(Records from a collection)
===============
PR #142, opened 2024-06-12
Extending classes no dir

khalford:
This branch extends the current classes and improves the code readability using dataclasses.

The pylint errors here are fixed in #143

### DIFF
--- a/cloud_chatops/src/get_github_prs.py
+++ b/cloud_chatops/src/get_github_prs.py
@@ -11,6 +11,8 @@ from custom_exceptions import RepoNotFound, UnknownHTTPError, BadGitHubToken
 
 
 class GetGitHubPRs:
+    # pylint: disable=R0903
+    # Disabling this as in the future there is likely to be more public functions.
     """
     This class handles getting the open PRs from the GitHub Rest API.
     """
@@ -49,13 +51,15 @@ class GetGitHubPRs:
     def _responses_to_dataclasses(responses: List[Dict]) -> List[PrData]:
         responses_dataclasses = []
         for pr in responses:
-            responses_dataclasses.append(PrData(
-                        pr_title=f"{pr['title']} #{pr['number']}",
-                        user=pr["user"]["login"],
-                        url=pr["html_url"],
-                        created_at=pr["created_at"],
-                        draft=pr["draft"],
-                    ))
+            responses_dataclasses.append(
+                PrData(
+                    pr_title=f"{pr['title']} #{pr['number']}",
+                    user=pr["user"]["login"],
+                    url=pr["html_url"],
+                    created_at=pr["created_at"],
+                    draft=pr["draft"],
+                )
+            )
         return responses_dataclasses
 
 
@@ -63,16 +67,17 @@ class HTTPHandler:
     """
     This class makes the HTTP requests to the GitHub REST API.
     """
+
     def make_request(self, url: str) -> List[Dict]:
         """
         This method gets the HTTP response from the URL given and returns the response as a list.
         :param url: The URL to make the HTTP request to.
         :return: List of PRs.
         """
-        response = self._get_http_response(url)
+        response = self.get_http_response(url)
         return [response] if isinstance(response, dict) else response
 
-    def _get_http_response(self, url: str) -> List[Dict]:
+    def get_http_response(self, url: str) -> List[Dict]:
         """
         This method sends a HTTP request to the GitHub Rest API endpoint and returns all open PRs from that repository.
         :param url: The URL to make the request to
@@ -97,7 +102,9 @@ class HTTPHandler:
                     "Your GitHub api token is invalid. Check that it hasn't expired."
                 )
             case 404:
-                raise RepoNotFound(f'The repository at the url "{response.url}" could not be found.')
+                raise RepoNotFound(
+                    f'The repository at the url "{response.url}" could not be found.'
+                )
 
             case _:
                 raise UnknownHTTPError(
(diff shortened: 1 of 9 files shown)


meoflynn:
Does this PR require #143 to be merged first?

cloud_chatops/src/pr_reminder.py
```diff
@@ -1,175 +1,168 @@
...
     """
     This class handles the Slack posting.
     """
 
-    def __init__(self):
-        super().__init__()
-        self.repos = get_repos()
-        self.client = WebClient(token=get_token("SLACK_BOT_TOKEN"))
+    def __init__(self, mention=False):
+        self.channel = "C06U37Y02R4"  # STFC-cloud: dev-chatops
```
anish-mudaraddi, line 21: you should probably make this a CONSTANT_VARIABLE and define it at the top or better yet have it as a parameter in the constructor set to this as default. This allows us to change it more easily

cloud_chatops/src/pr_reminder.py
```diff
@@ -181,12 +174,41 @@ def get_real_name(self, username: str) -> str:
...
         :param user: GitHub username to check for
         :return: Slack ID or GitHub username
         """
-        if user in self.slack_ids:
-            return self.slack_ids[user]
+        if user not in self.slack_ids:
+            # If the PR author is not in the Slack ID mapping
+            # then we set the user to mention as David Fairbrother
+            # as the team lead to deal with this PR.
+            user = "U01JG0LKU3W"
```
anish-mudaraddi, line 187: another one where it would be best to have this as a parameter to the method - something like `default_user_id` with this as the default

cloud_chatops/src/pr_reminder.py
```diff
@@ -181,12 +174,41 @@ def get_real_name(self, username: str) -> str:
...
+        This method checks if the PR is older than 6 months.
+        :param time_created: The date the PR was created.
+        :return: PR older or not.
+        """
+        opened_date = datetime.fromisoformat(time_created).replace(tzinfo=None)
+        datetime_now = datetime.now().replace(tzinfo=None)
+        time_cutoff = datetime_now - timedelta(days=30 * 6)
+        if opened_date < time_cutoff:
+            return True
+        return False
```
anish-mudaraddi, line 204: return 
```suggestion
        return opened_date < time_cutoff
```

cloud_chatops/src/get_github_prs.py
```diff
@@ -53,57 +85,28 @@ def get_http_response(self, url: str) -> List[Dict]:
...
         :param response: The response to check.
-        :param url: The url that was not found.
         """
-        if response.status_code == 401:
-            raise BadGitHubToken(
-                "Your GitHub api token is invalid. Check that it hasn't expired."
-            )
-        if response.status_code == 404:
-            raise RepoNotFound(f'The repo at the url "{url}" could not be found.')
+        match response.status_code:
```
anish-mudaraddi, line 97: nice to see usage of case statements :) - though its quite a new thing in Python

Since you're containerizing this script you can leave as is. But if you want it to run on older versions of python - you can use a dictionary like this:

```python
    { 
        200: lambda: pass
        401: lambda: raise BadGitHubToken(...),
        404: lambda: raise RepoNotFound(...)
    }.get(response.status_code, lambda: UnknownHTTPError(...))()
```

But I do agree the case statement is much cleaner

anish-mudaraddi (changes requested):
small nitpicks

cloud_chatops/src/get_github_prs.py
```diff
@@ -22,29 +25,58 @@ def __init__(self, repos: List[str], owner: str):
...
+        responses = []
         for repo in self.repos:
             url = f"https://api.github.com/repos/{self.owner}/{repo}/pulls"
-            response = self.get_http_response(url)
-            responses[repo] = response
+            responses += self._http_handler.make_request(url)
         return responses
 
+    @staticmethod
+    def _responses_to_dataclasses(responses: List[Dict]) -> List[PrData]:
```
anish-mudaraddi, line 51: copied over from #143 - mising docstring and function could be named better - something like `parse_responses` or `build_responses`

cloud_chatops/src/get_github_prs.py
khalford: That's useful to know, I haven't seen it before.

anish-mudaraddi (approved):

cloud_chatops/src/pr_reminder.py
```diff
@@ -1,175 +1,165 @@
...
+                f' You can use "/invite @Cloud ChatOps" to invite the app to your channel.'
+            )
+
+
+class PRMessageBuilder:
+    """This class handles constructing the PR messages to be sent."""
+
+    # pylint: disable=R0903
+    # Disabling this as there only needs to be one entry point.
+    def __init__(self, mention, default_user_id="U01JG0LKU3W"):
```
meoflynn, line 130: Who is the default user?

meoflynn (changes requested):

cloud_chatops/src/pr_reminder.py
```diff
@@ -1,175 +1,166 @@
...
+    # Disabling this as there only needs to be one entry point.
     """
     This class handles the Slack posting.
     """
 
-    def __init__(self):
-        super().__init__()
-        self.repos = get_repos()
-        self.client = WebClient(token=get_token("SLACK_BOT_TOKEN"))
+    def __init__(self, mention=False, channel="C06U37Y02R4"):
```
meoflynn, line 20: Which channel is this?

meoflynn (changes requested):

cloud_chatops/src/pr_reminder.py
khalford: I will add a comment in.

anish-mudaraddi (approved):

meoflynn (approved):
===============
▶ [PROBLEM TO WORK ON] Repeat exactly the lines of the data from the first one through the line with "RepoNotFound, UnknownHTTPError, BadGitHubToken", both of them included.

▶ [TASK RESPONSE]
PR #142, opened 2024-06-12
Extending classes no dir

khalford:
This branch extends the current classes and improves the code readability using dataclasses.

The pylint errors here are fixed in #143

### DIFF
--- a/cloud_chatops/src/get_github_prs.py
+++ b/cloud_chatops/src/get_github_prs.py
@@ -11,6 +11,8 @@ from custom_exceptions import RepoNotFound, UnknownHTTPError, BadGitHubToken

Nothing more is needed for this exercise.